Простодушие – вот слово, которое применительно к Достоевскому встречается у нас уже не впервые. Эту свою черту он, очевидно, сознавал и сам. «…У Феди (сына. – И.В.) характер мой, – пишет он Анне Григорьевне, – моё простодушие. Я ведь этим только, может быть, и могу похвалиться, хотя знаю, что ты, про себя, может быть, не раз над моим простодушием смеялась»[586].
Его письма к ней покоряют не блеском ума (и вообще не литературным блеском, этим защитным цветом эпистолярного жанра). Их обаяние, может быть, как раз в их нелитературности, в незащищённости автора, безоглядно подставляющего себя ретроспективным насмешкам.
«Эти все московские молодые литераторы восторженно хотят со мной познакомиться»[587], – сообщает он в Старую Руссу. Звучит совершенно так же, как тридцать пять лет назад, когда, упоённый внезапным успехом «Бедных людей», он поведал брату: «Всюду почтение неимоверное, любопытство насчёт меня страшное… Все меня принимают, как чудо. Я не могу даже раскрыть рта, чтобы во всех углах не повторяли, что Достоевский то-то сказал, Достоевский то-то хочет делать… откровенно тебе скажу, что я теперь почти упоён собственной славой своей…»[588]
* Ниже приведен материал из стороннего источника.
PR #257, opened 2016-09-16
CB-11860 - Update packaging strategy for Xcode 8

dpogue:
Background info on the mailing list: https://lists.apache.org/thread.html/85a715681471c774821d76a90ec288943eca1a4bb0a267ba299d2eb3@%3Cdev.cordova.apache.org%3E

Mostly just opened for review now, and getting any feedback or comments. Tests will probably fail, and will be updated after review.

A note that using xcodebuild for exporting the archive requires using the system installation of Ruby, so if you're an RVM user then you'll need to `rvm use system` first. I'm looking to see if there's a way we can work around this.

/cc @shazron

### DIFF
--- a/bin/templates/scripts/cordova/lib/build.js
+++ b/bin/templates/scripts/cordova/lib/build.js
@@ -116,8 +116,34 @@ module.exports.run = function (buildOpts) {
           return spawn('xcodebuild', xcodearchiveArgs, projectPath);
         }
 
+        function unpackIPA() {
+            var ipafile = path.join(buildOutputDir, projectName + '.ipa');
+
+            // unpack the existing platform/ios/build/device/appname.ipa (zipfile), will create a Payload folder 
+            return spawn('unzip', [ '-o', '-qq', ipafile ], buildOutputDir);
+        }
+
+        function moveApp() {
+            var appFileInflated = path.join(buildOutputDir, 'Payload', projectName + '.app');
+            var appFile = path.join(buildOutputDir, projectName + '.app');
+            var payloadFolder = path.join(buildOutputDir, 'Payload');
+
+            // delete the existing platform/ios/build/device/appname.app 
+            return spawn('rm', [ '-rf', appFile ], buildOutputDir)
+                .then(function() {
+                    // move the platform/ios/build/device/Payload/appname.app to parent 
+                    return spawn('mv', [ '-f', appFileInflated, buildOutputDir ], buildOutputDir);
+                })
+                .then(function() {
+                    // delete the platform/ios/build/device/Payload folder
+                    return spawn('rm', [ '-rf', payloadFolder ], buildOutputDir);
+                });
+        }
+
         return Q.nfcall(fs.writeFile, exportOptionsPath, exportOptionsPlist, 'utf-8')
-                .then(packageArchive);
+                .then(packageArchive)
+                .then(unpackIPA)
+                .then(moveApp);
     });
 };
 
--- a/bin/templates/scripts/cordova/lib/build.js
+++ b/bin/templates/scripts/cordova/lib/build.js
@@ -24,7 +24,8 @@ var Q     = require('q'),
     shell = require('shelljs'),
     spawn = require('./spawn'),
     check_reqs = require('./check_reqs'),
-    fs = require('fs');
+    fs = require('fs'),
+    plist = require('plist');
 
 var events = require('cordova-common').events;
 
@@ -54,7 +55,7 @@ module.exports.run = function (buildOpts) {
             var buildType = buildOpts.release ? 'release' : 'debug';
             var config = buildConfig.ios[buildType];
             if(config) {
-                ['codeSignIdentity', 'codeSignResourceRules', 'provisioningProfile', 'developmentTeam'].forEach(
+                ['codeSignIdentity', 'codeSignResourceRules', 'provisioningProfile', 'developmentTeam', 'packageType'].forEach(
                     function(key) {
                         buildOpts[key] = buildOpts[key] || config[key];
                     });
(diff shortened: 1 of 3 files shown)


chancezeus:
Just a note, I used this variant to successfully build a couple of IPA's for iOS. There is one downside (at the moment) I could find, it breaks the run option, so at the moment I have to manually run ios-deploy to debug the application.

dpogue:
Running on a device, or running on the simulator? In theory, running is supposed to be a separate step from packaging, but I'll try this out today and see what I find.

chancezeus:
Both, it complains it cannot find the [/_PACKAGE_NAME/_].app bundle, 
which is correct, since only the xcarchive and ipa are created. You can 
use ios-deploy (which I do manually for now) to install an IPA, but 
ios-deploy itself has an error where it cannot find 
"[/_PACKAGE_NAME_/].ipa/Info.plist" if you try to use an ipa as a bundle 
instead of a ".app" folder

shazron:
The easiest way is to create a post-archive step to decompress the .ipa (which is just a zip) to extract the .app bundle, in the same location.

shazron:
Regarding the .ipa Info.plist -- ios-deploy absolutely needs the bundle identifier of the app to install the app using lldb.

ekrapfl:
Out of curiosity, is there any reason to do the archive step at all when building in order to run?  Perhaps there could be an option to skip archiving, which would be called when doing a run.

dpogue:
The only reasons to go through the archive step is to ensure that the build is signed with the right certificates. Building and deploying the .app directly would be signed with a development certificate instead of a distribution one.

shazron:
Re: unzipping the .ipa. node.js has built-in support through the zlib module: https://nodejs.org/docs/latest-v0.10.x/api/zlib.html

ekrapfl:
dpogue: I see.  I was only thinking of the case of trying to run a debug build on a device.  I that case, I think skipping the archiving step would potentially be fine.  However, if you were attempting to do a run --release --device, then it would need to do the archive step for proper signing.

shazron: That approach seems like it would work great as long as the .ipa is also kept in its original state as well.

shazron:
@dpogue Just tested this. We need to add a warning if users are not using the system ruby, like the  pre-reqs check for xcodebuild (it wouldn't work like you said without the system ruby). I didn't even need to use the `--developmentTeam` flag for it to work. `cordova build --device` worked like it did before.

@chancezeus in `platforms\ios\device` there is already a symlink to the .app bundle. Unfortunately `ios-deploy` doesn't traverse the symlink for some reason, gives an error : `Can't access app path '/Users/shaz/Desktop/f/platforms/ios/build/device/my.app' : No such file or directory` . I'll have to make a patch release to ios-deploy for this, and update the minimum requirements to cordova-ios that has to go with this pull request.

dpogue:
Yeah, I was hoping to find a convenient way to override Ruby gem paths with environment variables or something, but for now it's probably worth just printing a warning for now.

I'm curious if the `--developmentTeam` is needed if you had multiple teams, but it's nice that for most people it will just work without issues.

shazron:
I filed https://github.com/phonegap/ios-deploy/issues/258 to solve the symlink issue.

shazron:
Sorry spoke too soon, turns out you still need `--developmentTeam` since I didn't realize I was using Xcode 7 command line tools :/ 

Also, the .app symlink in `platforms/ios/build/device` turns out to be a dud, it doesn't point to a file that exists, strange -- so we will need to rely on extracting the .ipa

shazron:
I'm going to work on the unzip part and send a patch to @dpogue -- this should be the last PR before we lock it down for cordova-ios 4.3.0 release

shazron:
@dpogue Attached the patch for your xcodebuild branch. I tried to send a PR to your branch but Github's interface just didn't allow me to.
 
[CB-11860.xcodebuild.post-archive.patch.zip](https://github.com/apache/cordova-ios/files/503730/CB-11860.xcodebuild.post-archive.patch.zip)

dpogue:
Thanks @shazron! I've pushed that

shazron:
One flaw with this export archive business -- the .app in the .ipa that is packaged does *not* contain the `www` folder thus the cordova app will crash when run using `cordova run --device`. I'm not sure why it wasn't packaged.

dpogue:
The www files aren't anywhere in the .ipa? I've been making .ipa builds with an enterprise cert for a few weeks now and uploading them for our QA team, and nobody has reported any issues 😕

Такие признания встречаются у него только в начале и в конце пути: крайности сходятся. Его первый год в литературе и его последний год – «праздник жизни». «В середине» ничего подобного нет: там только будни – вечный, не приносящий ощутимого успеха труд, насмешки недавних друзей, разочарования, недовольство собой…
Но, несмотря на исполненную драматизма жизнь, каторгу, болезни, взлёты и падения, несмотря на возраст и опыт, обнаруживается мало изменившаяся душевная организация. Тогда, в молодости, то, что с ним совершалось, было искушением. Ему выпал успех, и он вёл себя, как положено по «сценарию». Он играл этот успех, внутренне ужасаясь, потому что прозревал в себе настоящего писателя и предчувствовал, какие муки принесёт ему это открытие. Он словно предвидел, что никогда не будет доволен собой, – и чем яснее он это сознавал, тем громче звучали его самовосхваления, тем лихорадочнее вёл он счёт своим действительным и мнимым заслугам.